DEV Community

Next.js 14 Booking App with Live Data Scraping using Scraping Browser

Kishan Sheth on February 22, 2024

Table of Contents Introduction Tech Stack Features Setting Up the Next.js Application Installing Required Packages Setting Up Redis Con...

Read full post

Patryk Maron • Feb 22 '24

I find that using Puppeteer or any headless browser for scraping in most cases is such an overkill. It's good for automated end to end testing, but for scraping data there are simpler and much more performant approaches.

In your case, you're grabbing data from Kayak. After a quick inspection in the network tab and playing around with the website, they return us all the data we need in the initial document HTML and we can use their routing as an API:

https://www.kayak.co.uk/flights/LON-NYC/2024-03-23/2024-03-30?sort=bestflight_a

The above url gives us back flights between London and New York, between the two dates specified. We can also sort the data the way we want it.

Now, a simple fetch method to get the initial HTML is sufficient, this way we avoid all other data that comes through after initial page load (analytics, client side fetches, css and js scripts etc.)

That initial document HTML has javascript code baked into it, with all the data hydrated in json format which we can extract easily using any html parsing library.

Pawel Kadluczka • Feb 23 '24

This doesn't always work. For instance, you cannot do this with Craigslist gallery as Craigslist builds the DOM dynamically. In my project, I ended up using Puppeteer.

Patryk Maron • Mar 6 '24

Do you mean the carousel on the craiglist page?

The swiper element looks like some Jquery thing that dynamically adds images.

All the data for the images URLs are baked in the initial HTML:

In any case, if the above wasn't a thing, then you would listen to xhr calls on network tab to see where the images are coming from server side to try "hack" around it.
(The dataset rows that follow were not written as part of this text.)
PR #1572, opened 2022-07-28
Extract metadata from enumeration pkg

eliecharra:
| Q                 | A
| ----------------- | ---
| 🐛 Bug fix?       | no
| 🚀 New feature?   | no
| ⚠ Deprecations?   | no
| ❌ BC Break       | no
| 🔗 Related issues | CTX-323
| ❓ Documentation  | no

## Description

Metadata are now in driftctl pkg.
I removed completely func `SetResolveReadAttributesFunc`, attributes set in the enumerator are now used as it byt the detail fetcher. 
The main issue was that the detail fetcher was only using string attributes in ReadResource, so I added some casting logic in it (see latest commits on tests fix).

This had some side effects on following resources:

in 90% of cases puppeeter is a overkill, there comes 10% of times where it isnt

Pawel Kadluczka • Mar 6 '24

I was talking about the gallery, which is a list of posts for a given category. Fetching used to return just this:

<noscript id="no-js"><div>
<p>We've detected that JavaScript is not enabled in your browser.</p>
<p>You must enable JavaScript to use craigslist.</p>
</div></noscript>
<div id="unsupported-browser">
<p>We've detected you are using a browser that is missing critical features.</p>
<p>Please visit craigslist from a modern browser.</p>
</div>

(details: github.com/juliomalegria/python-cr...)

Looks like this has changed in the past few months, and I am now able to get the list of posts just with curl, so as you say using Puppeteer for this is overkill (and it is slow). But a few months ago my curl request would only return the HTML above.

Patryk Maron • Mar 6 '24

When you use curl, no Javascript is involved, and then it does not send the API request you are looking for.

Doing a fetch request with like Node.js, you can set your Agent Header or play around with Postman or similar and you will avoid no-js response

Pawel Kadluczka • Mar 7 '24

HTML shown in the browser via View Page Source was the same. I found scripts that downloaded a bunch of cryptic JSON files and used them to build the DOM.

Vincent • Sep 15 '24

actually if you play with meta search sites like kayak,expedia,etc for a long time, you'd probably find their webapp very tricky with such hacks. you'd either be blocked by cloudflare or ratelimited frequently. i am not saying using playwright would workaround completely but it does go through at a higher ratio.

Anyway, I found author's solution kind of great for a homelab showcase, though definitely needs lots of polishing for serious usage. Am I understanding right, Kishan?

Patryk Maron • Feb 22 '24

Bonus to the above, I would remove zustand, and not store the data client side like that, then the component that display flights doesn't need to an client side component. We can achieve getting all the data with server components and make the app stateless that's reliant on the backend to get the data.